Proposition 1 — the Water Quality, Supply, and Infrastructure Improvement Act — a $7.5 billion water bond for investments in the state’s water management systems, includes $2.7 billion for public benefits related to new water storage projects. Those public benefits include ecosystem improvements, water quality improvements, flood control, emergency response and recreation.
The application period opens following approval this week by the California Office of Administrative Law (OAL) of the regulations governing the Water Storage Investment Program (WSIP). Approval of the regulations is the culmination of a two-year public process driven by stakeholder input and keeps the Water Commission on track to deliver on time what voters authorized when they overwhelmingly passed Proposition 1. The Commission intends to continue with a robust public process as the regulations are implemented, so the criteria developed puts the State in the best position to fund projects. Throughout 2017, the Commission staff will accept and review applications, reporting regularly to the Commission at its monthly public meetings.

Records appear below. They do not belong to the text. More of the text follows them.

PR #197234, opened 2026-05-12
[llvm][tools] Use temp dir for offload-binary unbundling test

boomanaiden154:
Certain environments will leave some of the test dirs read-only for immutability purposes. Create a new temporary directory so that llvm-offload-binary has a writable directory to unbundle the image into. With this method we can also delete the temporary directory preventing breakage of the failure from still passing tests due to leftover files.

### DIFF
--- a/llvm/test/tools/llvm-offload-binary/llvm-offload-binary.ll
+++ b/llvm/test/tools/llvm-offload-binary/llvm-offload-binary.ll
@@ -17,6 +17,8 @@
 ; RUN: diff %s %t4
 
 ; Test extracting all images without specifying --image filters.
+; RUN: rm -rf %.dir && mkdir %t.dir
+; RUN: cd %t.dir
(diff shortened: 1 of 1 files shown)


llvm/test/tools/llvm-offload-binary/llvm-offload-binary.ll
```diff
@@ -17,6 +17,8 @@
 ; RUN: diff %s %t4
 
 ; Test extracting all images without specifying --image filters.
+; RUN: rm -rf %.dir && mkdir %t.dir
```
pranavk: %t ?

boomanaiden154: Yes. Fixed.

sarnex (approved):

pranavk (approved):

jhuber6 (approved):

adurang (approved):
thanks for fixing this!

PR #197235, opened 2026-05-12
[libclc] Apply hidden visibility to amdgpu / nvptx builds

jhuber6:
Summary:
    This is not currently used because we force `--internalize` for
    llvm-link, but if you ever want to link this normally we'd need hidden
    visibility. SPIR-V does not currently handle hidden visibility, as it is
    an extension still under discussion, so it is omitted for now.

### DIFF
--- a/libclc/CMakeLists.txt
+++ b/libclc/CMakeLists.txt
@@ -23,9 +23,10 @@ option(
 )
 
 # List of all supported architectures.
-set( LIBCLC_ARCHS_ALL amdgpu amdgcn nvptx64 )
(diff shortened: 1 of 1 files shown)


arsenm (commented):
Shouldn't clang set this as the default?

jhuber6:
> Shouldn't clang set this as the default?

Not for NVPTX and I figured it'd be better to be explicit about it.

arsenm (approved):

wenju-he (approved):
LGTM

PR #91961, opened 2024-05-13
[SCEV] Introduce SCEVUse, use it instead of const SCEV * (NFCI).

fhahn:
This patch introduces SCEVUse, which is a tagged pointer containing the
used const SCEV *, plus extra bits to store NUW/NSW flags that are only
valid at the specific use.

This was suggested by @nikic as an alternative
to https://github.com/llvm/llvm-project/pull/90742.

This patch just updates most SCEV infrastructure to operate on SCEVUse
instead of const SCEV *. It does not introduce any code that makes use
of the use-specific flags yet which I'll share as follow-ups.

Note that this should be NFC, but currently there's at least one case
where it is not (turn-to-invariant.ll), which I'll investigate once we
agree on the overall direction.

This PR at the moment also contains a commit that updates various SCEV
clients to use `const SCEV *` instead of `const auto *`, to prepare for
this patch. This reduces the number of changes needed, as SCEVUse will
automatically convert to `const SCEV *`. This is a safe default, as it
just drops the use-specific flags for the expression (it will not drop
any use-specific flags for any of its operands though).

SCEVUse could probably also be used to address mis-compiles due to
equivalent AddRecs modulo flags result in an AddRec with incorrect flags
for some uses of some phis, e.g. the one
https://github.com/llvm/llvm-project/pull/80430 attempted to fix

Compile-time impact:
stage1-O3: +0.06%
stage1-ReleaseThinLTO: +0.07%
stage1-ReleaseLTO-g: +0.07%
stage2-O3: +0.11%

https://llvm-compile-time-tracker.com/compare.php?from=ce055843e2be9643bd58764783a7bb69f6db8c9a&to=8c7f4e9e154ebc4862c4e2716cedc3c688352d7c&stat=instructions:u

PR #197236, opened 2026-05-12
[SCEV] Propagate nuw/nsw flags from or disjoint

vmustya:
The Scalar Evolution analysis converts the `or disjoint` instruction
into a synthetic add with the `IsNSW` and `IsNUW` flags set, but the
real instruction reference set to `nullptr`. The flags propagation logic
only reads the real instruction flags, when the instruction reference is
present. This behavior silently ignores the flags for the synthetic add,
which can lead to missed optimization opportunities.

This patch inserts the pointer to the actual instruction into the
`BinaryOp` object created for the synthetic add. It also adjust the
flags handling logic to threat the `disjoint` flag as both `nuw` and
`nsw` as if they were set on the `add` instruction.

Assisted-by: Claude Opus 4.6 <noreply@anthropic.com>

### DIFF
--- a/llvm/lib/Analysis/ScalarEvolution.cpp
+++ b/llvm/lib/Analysis/ScalarEvolution.cpp
@@ -5418,9 +5418,14 @@ static std::optional<BinaryOp> MatchBinaryOp(Value *V, const DataLayout &DL,
 
   case Instruction::Or: {
     // Convert or disjoint into add nuw nsw.
-    if (cast<PossiblyDisjointInst>(Op)->isDisjoint())
-      return BinaryOp(Instruction::Add, Op->getOperand(0), Op->getOperand(1),
-                      /*IsNSW=*/true, /*IsNUW=*/true);
+    if (cast<PossiblyDisjointInst>(Op)->isDisjoint()) {
+      BinaryOp BinOp(Instruction::Add, Op->getOperand(0), Op->getOperand(1),
+                     /*IsNSW=*/true, /*IsNUW=*/true);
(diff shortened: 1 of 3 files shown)


efriedma-quic (dismissed):
This is not a valid transform.  SCEV nsw/nuw flags need to be valid in all contexts.  (See also #91961 etc.)

vmustya:
@efriedma-quic, could you please clarify, why the transformation isn't valid?

The existing code creates a `BinaryOp` object fron the `or disjoint` instruction, and keeps the `BinaryOp::Op` initialized to the null pointer:
https://github.com/llvm/llvm-project/blob/033c9e65cdef46a374c3622633777fbf0f7ad35b/llvm/lib/Analysis/ScalarEvolution.cpp#L5419-L5426

So, the `IsNSW` and `IsNUW` flags are semantically valid, and can be used in the patch context. Do I miss anything?

nikic:
You can use the flags, but you need to prove that a poison result implies UB. The preceding code path uses getNoWrapFlagsFromUB(), which calls isSCEVExprNeverPoison(). That's what you need here.

vmustya:
I've updated the patch. Now, instead of the special handling, it inserts the `or disjoint` instruction pointer to the `BinaryOp` object. Also, the `getNoWrapFlagsFromUB` handles the `disjoint` flag as both `nsw` and `nuw`.

@nikic, @efriedma-quic, could you please review again? Thanks in advance!

nikic (approved):
LGTM

PR #197237, opened 2026-05-12
[lldb] Remove .noindex suffix from test output directory for non-Darwin

speednoisemovement:
.noindex is only needed for macOS Spotlight. Given that some platforms limit path length, there's a benefit to omitting it except for Darwin.

### DIFF
--- a/lldb/packages/Python/lldbsuite/test/dotest_args.py
+++ b/lldb/packages/Python/lldbsuite/test/dotest_args.py
@@ -235,7 +235,7 @@ def create_parser():
         dest="test_build_dir",
         metavar="Test build directory",
         default=(
-            "lldb-test-build" if sys.platform == "win32" else "lldb-test-build.noindex"
+            "lldb-test-build.noindex" if sys.platform == "darwin" else "lldb-test-build"
         ),
         help="The root build directory for the tests. It will be removed before running.",
     )
--- a/lldb/packages/Python/lldbsuite/test/dotest_args.py
+++ b/lldb/packages/Python/lldbsuite/test/dotest_args.py
@@ -234,7 +234,9 @@ def create_parser():
         "--build-dir",
         dest="test_build_dir",
         metavar="Test build directory",
-        default="lldb-test-build.noindex",
+        default=(
+            "lldb-test-build" if sys.platform == "win32" else "lldb-test-build.noindex"
+        ),
         help="The root build directory for the tests. It will be removed before running.",
     )
     group.add_argument(
--- a/lldb/test/API/sanity/TestModuleCacheSanity.py
+++ b/lldb/test/API/sanity/TestModuleCacheSanity.py
@@ -16,9 +16,7 @@ class ModuleCacheSanityTestCase(TestBase):
 
     def test(self):
         build_dir_name = (
-            "lldb-test-build"
-            if sys.platform == "win32"
-            else "lldb-test-build.noindex"
+            "lldb-test-build" if sys.platform == "win32" else "lldb-test-build.noindex"
         )
         self.expect(
             "settings show symbols.clang-modules-cache-path",
--- a/lldb/test/API/sanity/TestModuleCacheSanity.py
+++ b/lldb/test/API/sanity/TestModuleCacheSanity.py
@@ -16,7 +16,7 @@ class ModuleCacheSanityTestCase(TestBase):
 
     def test(self):
         build_dir_name = (
-            "lldb-test-build" if sys.platform == "win32" else "lldb-test-build.noindex"
+            "lldb-test-build.noindex" if sys.platform == "darwin" else "lldb-test-build"
         )
         self.expect(
             "settings show symbols.clang-modules-cache-path",
--- a/lldb/test/API/sanity/TestModuleCacheSanity.py
+++ b/lldb/test/API/sanity/TestModuleCacheSanity.py
@@ -4,6 +4,8 @@ correctly and points inside the default test build directory.
 """
 
 
+import sys
+
 import lldb
 import lldbsuite.test.lldbutil as lldbutil
 from lldbsuite.test.lldbtest import *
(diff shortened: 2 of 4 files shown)


lldb/packages/Python/lldbsuite/test/dotest_args.py
```diff
@@ -234,7 +234,9 @@ def create_parser():
         "--build-dir",
         dest="test_build_dir",
         metavar="Test build directory",
-        default="lldb-test-build.noindex",
+        default=(
+            "lldb-test-build" if sys.platform == "win32" else "lldb-test-build.noindex"
```
adrian-prantl:
```suggestion
            "lldb-test-build" if sys.platform != "darwin" else "lldb-test-build.noindex"
```

adrian-prantl: The no index suffix really only exists for macOS Spotlight, so we could make the default on all non-Darwin platforms.

speednoisemovement: Updated

JDevlieghere (commented):
This seems like a lot of complexity for saving 8 characters. Can we save them some other way, for example by trimming `lldb-test-build` to `test.noindex` or something?

speednoisemovement:
> This seems like a lot of complexity for saving 8 characters. Can we save them some other way, for example by trimming `lldb-test-build` to `test.noindex` or something?

This was definitely motivated by saving characters, but I think it makes sense on its own since the `.noindex` is only meaningful on Darwin, and the complexity is limited to two ternaries (plus test changes). Probably shortening elsewhere is also good, but the only thing special about this path is the `.noindex`

lldb/test/API/sanity/TestModuleCacheSanity.py
```diff
@@ -13,7 +15,10 @@ class ModuleCacheSanityTestCase(TestBase):
     NO_DEBUG_INFO_TESTCASE = True
 
     def test(self):
+        build_dir_name = (
+            "lldb-test-build.noindex" if sys.platform == "darwin" else "lldb-test-build"
+        )
         self.expect(
             "settings show symbols.clang-modules-cache-path",
-            substrs=["lldb-test-build.noindex", "module-cache-lldb"],
+            substrs=[build_dir_name, "module-cache-lldb"],
```
kastiglione: I think it would be fine to simplify this to:

```py
substrs=["lldb-test-build", "module-cache-lldb"]
```

This works whether the name is "lldb-test-build.noindex" or "lldb-test-build", and makes this file a 8 character change.

lldb/test/Shell/Settings/TestModuleCacheSanity.test
```diff
@@ -1,4 +1,4 @@
 # This is a sanity check that verifies that the module cache path is set
 # correctly and points inside the default test build directory.
 RUN: %lldb -o 'settings show symbols.clang-modules-cache-path' | FileCheck  %s
-CHECK: lldb-test-build.noindex{{.*}}module-cache-lldb
+CHECK: lldb-test-build{{(\.noindex)?}}{{.*}}module-cache-lldb
```
kastiglione: this could also be simplified

```
CHECK: lldb-test-build{{.*}}module-cache-lldb
```

lldb/test/CMakeLists.txt
```diff
@@ -42,12 +42,16 @@ if(LLDB_BUILT_STANDALONE)
...
+if(APPLE)
+  # The .noindex suffix is a marker for Spotlight to never index the
+  # build directory.  LLDB queries Spotlight to locate .dSYM bundles
+  # based on the UUID embedded in a binary, and because the UUID is a
+  # hash of filename and .text section, there *will* be conflicts inside
+  # the build directory.
+  set(LLDB_TEST_BUILD_DIRECTORY "${PROJECT_BINARY_DIR}/lldb-test-build.noindex" CACHE PATH "The build root for building tests.")
+else()
+  set(LLDB_TEST_BUILD_DIRECTORY "${PROJECT_BINARY_DIR}/lldb-test-build" CACHE PATH "The build root for building tests.")
+endif()
```
kastiglione:
```
if(APPLE)
  # The .noindex suffix is a marker for Spotlight to never index the
  # build directory.  LLDB queries Spotlight to locate .dSYM bundles
  # based on the UUID embedded in a binary, and because the UUID is a
  # hash of filename and .text section, there *will* be conflicts inside
  # the build directory.
  set(LLDB_TEST_BUILD_DIR_SUFFIX ".noindex") 
endif()
set(LLDB_TEST_BUILD_DIRECTORY "${PROJECT_BINARY_DIR}/lldb-test-build$(LLDB_TEST_BUILD_DIR_SUFFIX)" CACHE PATH "The build root for building tests.")
```

lldb/test/CMakeLists.txt
```diff
@@ -42,12 +42,16 @@ if(LLDB_BUILT_STANDALONE)
...
-# based on the UUID embedded in a binary, and because the UUID is a
-# hash of filename and .text section, there *will* be conflicts inside
-# the build directory.
-set(LLDB_TEST_BUILD_DIRECTORY "${PROJECT_BINARY_DIR}/lldb-test-build.noindex" CACHE PATH "The build root for building tests.")
+if(APPLE)
+  # The .noindex suffix is a marker for Spotlight to never index the
+  # build directory.  LLDB queries Spotlight to locate .dSYM bundles
+  # based on the UUID embedded in a binary, and because the UUID is a
+  # hash of filename and .text section, there *will* be conflicts inside
+  # the build directory.
```
kastiglione, line 50: @adrian-prantl @JDevlieghere What if, instead of using a .noindex suffix to solve the problem described in this comment, we instead add `-random_uuid` as a linker flag on macOS/darwin?

kastiglione: for consideration https://github.com/llvm/llvm-project/pull/199385

bulbazord: Avoid dSYM conflicts is definitely one reason to leave Spotlight out of the picture, but do we want Spotlight indexing the test binaries by default anyway? Seems like a waste of compute for something so ephemeral.

adrian-prantl: Yeah it would unnecessarily use extra OS and compute resources if we let spotlight index them. And potentially take up space in the Spotlight database that I don't know when it will be reclaimed.

adrian-prantl (approved):

lldb/test/CMakeLists.txt
kastiglione: I use "build.noindex" as the name of my top level build directory for these reasons. I don't want and don't spotlight to concern itself with anything in the build.

lldb/test/API/sanity/TestModuleCacheSanity.py
speednoisemovement: Thanks! This and below are done

PR #197238, opened 2026-05-12
[AArch64][GlobalISel] Add always legal action builders.

davemgreen:
This defined some always legal actions, removing our dependency on the Legacy ruleset in aarch64.


llvm/lib/Target/AArch64/GISel/AArch64LegalizerInfo.cpp
```diff
@@ -1509,6 +1509,11 @@ AArch64LegalizerInfo::AArch64LegalizerInfo(const AArch64Subtarget &ST)
 
   getActionDefinitionsBuilder({G_SCMP, G_UCMP}).lower();
 
+  getActionDefinitionsBuilder({G_INTRINSIC, G_INTRINSIC_W_SIDE_EFFECTS})
+      .alwaysLegal();
```
arsenm, line 1513: I don't think this is necessary, amdgpu doesn't have it

davemgreen: AMDGPU will need it too if we remove the legacy rules (and don't special case it). It is special cased for actual legalisation (through the LI.legalizeIntrinsic call), but the intrinsics still need to be Legal for queries to prevent errors.

AMDGPU is just missing G_BR too. G_TRUNC seems to be a common one to be relying on legacy rules.

llvm/lib/Target/AArch64/GISel/AArch64LegalizerInfo.cpp
```diff
@@ -1509,6 +1509,11 @@ AArch64LegalizerInfo::AArch64LegalizerInfo(const AArch64Subtarget &ST)
...
+  getActionDefinitionsBuilder(G_FENCE).alwaysLegal();
+  getActionDefinitionsBuilder(G_INVOKE_REGION_START).alwaysLegal();
```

Through the WSIP, the Commission will fund the public benefits of water storage projects that improve the operation of the state water system, are cost effective, and provide a net improvement in ecosystem and water quality conditions. The program will support the California Water Action Plan and its call for more reliable and resilient water resources. The WSIP represents the state’s largest investment in new water storage projects in decades.
The application period for the WSIP will be open from March 14, 2017 to August 14, 2017. To assist potential applicants, the Commission has scheduled an application assistance workshop on March 30, 2017, at 9:30 a.m., in the Klamath hearing room on the second floor of the California Environmental Protection Agency located at 1001 I Street, Sacramento. The Commission will schedule additional workshops, targeting specific application elements, to further assist applicants.
The nine-member California Water Commission is charged with advising the director of the California Department of Water Resources, approving the Department’s rules and regulations, and furthering development of state policies that support integrated and sustainable water resources management.